The China Association for Lexicography (Chinalex; 中国辞书学会) is a nationwide academic organization of lexicographical researchers in the People's Republic of China. Established in November 1992, Chinalex is now a national level-1 academic organization with a number of sub-committees. Chinalex is affiliated with the Ministry of Education of the People's Republic of China.

==History==
In October 1992, the China Association for Lexicography was established in Beijing. Cao Xianzhuo was elected as the first
President.

In July 1995, the first National Dictionary Award Ceremony and the Second Annual Meeting of the China Association for Lexicography were held in Harbin, Heilongjiang Province.

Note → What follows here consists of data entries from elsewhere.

PR #564, opened 2021-01-19
Add json_strtok()

oliv3:
Hi,

First of all, many thanks for this wonderful library !
Would you be interested in a json_strtok() function ?
If so, I can add documentation and tests.

Best regards,

### DIFF
--- a/src/pack_unpack.c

In November 1997, the Third Annual Meeting of the China Association for Lexicography was held in Wuxi, Jiangsu Province, marking the change of leadership. The Second National Dictionary Award Ceremony was also held.

...

In November 2023, the 14th Congress and Academic Symposium of the China Association for Lexicography was held in Zhengding, Hebei Province. More than 200 experts and scholars from all over the country participated in the conference. The theme of the conference was "The Dictionary Life in the Digital Age."

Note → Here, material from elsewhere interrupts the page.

PR #571, opened 2021-01-27
cmake: honour CMAKE_INSTALL_* variables

RedDwarf69:
It ignores the previous JANSSON_INSTALL_*_DIR variables. But they were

In November 2025, the 15th Congress and Academic Symposium of the China Association for Lexicography was held in Changzhou, Jiangsu Province. The conference discusses topics such as "lexicography and publishing in the era of artificial intelligence".

==Purpose==
The purpose of this association is to unite colleagues in dictionary compilation and research across the country, to discuss academic topics, exchange experiences, and to promote the prosperity and development of the dictionary cause of China.

==Responsibilities==
The association's responsibilities include:

(i) Organizing nationwide academic meetings on dictionaries;

(ii) Facilitating communication between lexicographical research and lexicographical publication;

(iii) Cultivating talents capable of lexicographical research, planning, compilation, and editing;

(iv) Developing standards and norms for lexicographical publication, conducting lexicographical quality inspections, and holding lexicographical training courses;

(v) Conducting international academic exchanges.

==Special committees==
The China Association for Lexicography has an Academic Committee and eight specialized committees in: (Chinese) Language Dictionary, Specialized Dictionary, Bilingual Dictionary, Encyclopedic Dictionary, Ethnic Dictionary, Dictionary Theory and History, Modern Technology for Dictionary Compiling, Editing and Publishing.

==Publications==

The official journal of the China Association for Lexicography is Lexicographical Studies (辞书研究, bimonthly, in Chinese), the only academic journal in the field of Chinese lexicography. The Society also publishes an academic collection, Journal of Chinese Lexicography (中国辞书学报, in Chinese), periodically.

==Other information==

China Association for Lexicography is now a national first-level academic organization affiliated with the Ministry of Education.
Its administrative office and secretariat are located at the Commercial Press.

The current president is Li Yuming, and the vice presidents are Gu Qing, Kang Shiyong, Gao Shiyi, Pei Yajun, Qin Zhihua, Tan Jingchun, Wang Fang, Wang Renqiang, Xie Yang, Yu Chunchi, Zheng Zhenfeng, and Zhou Jian. Gu Qing also serves as the secretary-general.